Ações incipientes – Para atender a essa demanda cada vez maior, a Cetesb estabeleceu uma sistemática de gerenciamento de áreas contaminadas. A metodologia engloba, segundo Rocca, análise e amostragem de solo e águas subterrâneas em áreas suspeitas ou que foram objeto de denúncia. Ainda de acordo com o gerente do órgão, são lugares onde foram desenvolvidas atividades potencialmente poluidoras e pode ter ocorrido vazamento ou manuseio de produtos químicos de tanques, descarte de resíduos, acidentes e infiltração de efluentes líquidos ou produtos químicos no solo. Feita a investigação, “se as concentrações de contaminantes forem superiores aos chamados valores de intervenção, a área é decretada contaminada sob investigação e passará para o bloco das atividades de remediação”. A solução para a localidade é definida “levando-se em conta, primeiro, os riscos à saúde humana e depois os compartimentos ambientais a proteger”. Rocca enumera os procedimentos possíveis, entre os quais descontaminar, isolar ou restringir o uso da área, mediante a utilização de técnicas diversas. Caso o responsável pelo local não tome as medidas cabíveis, pode ser multado, sofrer a interdição de suas atividades ou até processo criminal.

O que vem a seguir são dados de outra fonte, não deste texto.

PR #3943, opened 2026-07-14
fix(userspace/falco): avoid untrusted search path when loading the kernel module

BoxStrikesTeam:
**What type of PR is this?**

/kind bug

/area engine

`open_live_inspector()` falls back to `system("modprobe " DRIVER_NAME " ...")`
when the kmod engine's initial `open_kmod()` call throws (i.e. the kernel
module isn't already loaded). Since `system()` resolves the unqualified
`modprobe` binary via `/bin/sh -c` and the process's `PATH`, this is an
instance of CWE-426 (Untrusted Search Path): in deployments where an
attacker can influence the Falco process's `PATH` (or write to a directory
that precedes the legitimate modprobe location in it), an attacker-controlled
binary named `modprobe` would be executed with Falco's privileges.

This PR replaces the `system()` call with `fork()` + `execl()` against a
fixed set of absolute paths (`/usr/sbin/modprobe`, `/sbin/modprobe`),
eliminating the shell and the PATH dependency entirely. No functional
behavior change is intended — only the resolution mechanism.

Note: the maintained systemd flow (`falco-kmod-inject.service`) already
loads the module via an absolute path before Falco starts, so this fallback
is mainly reached in manual, non-systemd, or container invocations.

Reported and confirmed via the private security disclosure process
(cncf-falco-maintainers@lists.cncf.io); classified as low severity /
hardening (defense-in-depth), not tracked as a GHSA. Verified locally
that the fallback resolves only the fixed absolute paths regardless of
`PATH` contents.

```release-note
fix(userspace/falco): use the absolute `modprobe` path instead of a `PATH` lookup when falling back to loading the kernel module (untrusted search path, CWE-426)
```
Signed-off-by:Eneshan Erdoğan Karaca

### DIFF
--- a/userspace/falco/app/actions/helpers_inspector.cpp
+++ b/userspace/falco/app/actions/helpers_inspector.cpp
@@ -17,12 +17,15 @@ limitations under the License.
 
 #include <sys/types.h>
 #include <sys/stat.h>
-#include <sys/wait.h>
 #include <fcntl.h>
+
+#ifdef __linux__
+#include <sys/wait.h>
 #include <unistd.h>
 #include <cerrno>
 #include <cstring>
 #include <array>
+#endif
 
 #include <libsinsp/plugin_manager.h>
 #include <configuration.h>
@@ -32,6 +35,7 @@ limitations under the License.
 using namespace falco::app;
 using namespace falco::app::actions;
 
+#ifdef __linux__
 namespace {
 
 // Loads the Falco kernel module by invoking modprobe through a fixed,
@@ -40,6 +44,10 @@ namespace {
 // attacker-controllable in some deployment scenarios (CWE-426: Untrusted
 // Search Path). No shell is involved, and no user-controlled input is
 // interpolated into the call.
+//
+// POSIX-only (fork/waitpid/WIFEXITED aren't available on Windows), so
+// this is gated behind __linux__; non-Linux builds fall straight through
+// to open_kmod() at the call site, unchanged from prior behavior.
 bool falco_modprobe(const char* module_name) {
 	static constexpr std::array<const char*, 2> modprobe_paths = {
 	        "/usr/sbin/modprobe",
@@ -84,7 +92,16 @@ bool falco_modprobe(const char* module_name) {
 	}
 
 	int status = 0;
-	if(waitpid(pid, &status, 0) < 0) {
+	int wait_ret;
+	do {
+		// Retry on EINTR: a signal (e.g. the SIGALRM used by the metrics
+		// timer, installed without SA_RESTART) landing mid-wait would
+		// otherwise cause us to report a spurious failure even though the
+		// module loaded successfully.
+		wait_ret = waitpid(pid, &status, 0);
+	} while(wait_ret < 0 && errno == EINTR);
+
+	if(wait_ret < 0) {
 		falco_logger::log(falco_logger::level::ERR,
 		                  std::string("waitpid() failed while loading kernel module: ") +
 		                          strerror(errno) + "\n");
@@ -95,6 +112,7 @@ bool falco_modprobe(const char* module_name) {
 }
 
 }  // namespace
+#endif  // __linux__
 
 falco::app::run_result falco::app::actions::open_offline_inspector(falco::app::state& s) {
 	try {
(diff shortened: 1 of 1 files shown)


userspace/falco/app/actions/helpers_inspector.cpp
```diff
@@ -27,6 +32,70 @@ limitations under the License.
 using namespace falco::app;
 using namespace falco::app::actions;
 
+namespace {
```
leogr, line 39: `helpers_inspector.cpp` is compiled on all platforms (it's an unconditional source in `userspace/falco/CMakeLists.txt`, and the `falco` target is built on Windows too), but `<sys/wait.h>`, `fork()`, `waitpid()` and `WIFEXITED()` don't exist on Windows (MSVC), so this will break the `build-win32-package` job as soon as it reaches this file.

May you wrap the POSIX bits in `#ifdef __linux__`, like we already do in `create_signal_handlers.cpp`? That's the new includes (`<sys/wait.h>`, `<unistd.h>`), this `falco_modprobe` block, and the call site below. On non-Linux it then falls through to `open_kmod()` just like today. 🙏

userspace/falco/app/actions/helpers_inspector.cpp
```diff
@@ -27,6 +32,70 @@ limitations under the License.
...
+			dup2(devnull, STDERR_FILENO);
+			close(devnull);
+		}
+		execl(modprobe_bin, modprobe_bin, module_name, (char*)nullptr);
+		// execl only returns on failure.
+		_exit(127);
+	}
+
+	int status = 0;
+	if(waitpid(pid, &status, 0) < 0) {
```
leogr:
```suggestion
	int wait_ret;
	do {
		wait_ret = waitpid(pid, &status, 0);
	} while(wait_ret < 0 && errno == EINTR);
	if(wait_ret < 0) {
```

Nit, non-blocking. `waitpid` here can return `EINTR` if a signal lands mid-wait (e.g. our metrics `SIGALRM`, which we install without `SA_RESTART` in `stats_writer.cpp`). If that happens we'd log a spurious "Unable to load the driver" even though the module actually loaded. Retrying on `EINTR` avoids it. 🙏

leogr (commented):
Hey @BoxStrikesTeam, thanks a lot for this, and welcome! 🎉 

Overall SGTM, I just found an issue (see below).

Note: this PR has been reviewed using https://github.com/leogr/falco-expert

userspace/falco/app/actions/helpers_inspector.cpp
BoxStrikesTeam: Hello, I have applied a new fix for this. Is it suitable?

leogr (dismissed):

userspace/falco/app/actions/helpers_inspector.cpp
```diff
@@ -122,9 +209,11 @@ falco::app::run_result falco::app::actions::open_live_inspector(falco::app::stat
 				falco_logger::log(
 				        falco_logger::level::INFO,
 				        "Trying to inject the Kernel module and opening the capture again...");
-				if(system("modprobe " DRIVER_NAME " > /dev/null 2> /dev/null")) {
+#ifdef __linux__
+				if(!falco_modprobe(DRIVER_NAME)) {
```
sgaist, line 214: Shouldn't the log message also be tied to Linux since the loading only happens on that platform ?
```suggestion
#ifdef __linux__
				falco_logger::log(
				        falco_logger::level::INFO,
				        "Trying to inject the Kernel module and opening the capture again...");

				if(!falco_modprobe(DRIVER_NAME)) {
```

sgaist (changes requested):
One small question/suggestion otherwise looks good

userspace/falco/app/actions/helpers_inspector.cpp
leogr: cc @BoxStrikesTeam

leogr (approved):

leogr:
Hey @sgaist 

PTAL again please :pray:

sgaist (approved):

leogr:
/release-note-edit
```release-note
fix(userspace/falco): use the absolute `modprobe` path instead of a `PATH` lookup when falling back to loading the kernel module (untrusted search path, CWE-426)
```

Apesar do avanço no tratamento dessa questão, fato é que o Brasil ainda está na rebarba das nações industrializadas. “São oito a dez anos de diferença no equacionamento do problema”, confirma Rei. Diretor-presidente da ACPO (Associação de Combate aos POPs), Jeffer Castelo Branco vai mais longe: “As ações, a nosso ver, são muito incipientes e vão ao encontro de um sistema econômico muito bem preparado para defender a continuidade da mazela, com efeitos danosos na saúde pública. Os órgãos ambientais estão intimamente atrelados a essa lógica, inclusive têm como concepção que o seu cliente são as empresas e não a sociedade.” Ele continua: “Há deficiência de fiscalização em todos os setores e em alguns casos é inexistente.” Rocca refuta essas críticas e diz que hoje o tema é prioritário dentro da Cetesb. Inclusive assegura que, havendo necessidade, serão contratados mais profissionais para lidar com o assunto – hoje, de acordo com ele, há cerca de 22 técnicos do órgão envolvidos no tema, mais uns 350 ligados às agências ambientais. Porém, o gerente avisa: “Por mais que se aumente esse número, nunca vamos ter a onipresença necessária.” O caminho para equacionar a questão, para ele, é alertar a sociedade para o problema, bem como envolver todos os atores responsáveis, aí incluídas as prefeituras e as diversas secretarias de Estado. A pasta de Agricultura e Abastecimento, por exemplo, “pode desenvolver programas para orientar a aplicação de defensivos agrícolas e fertilizantes”. Com isso, contribuiria para conter a contaminação pelo agronegócio, conforme observa Rei, ainda não sujeito ao licenciamento ambiental no território paulista, mas com grande potencial poluidor.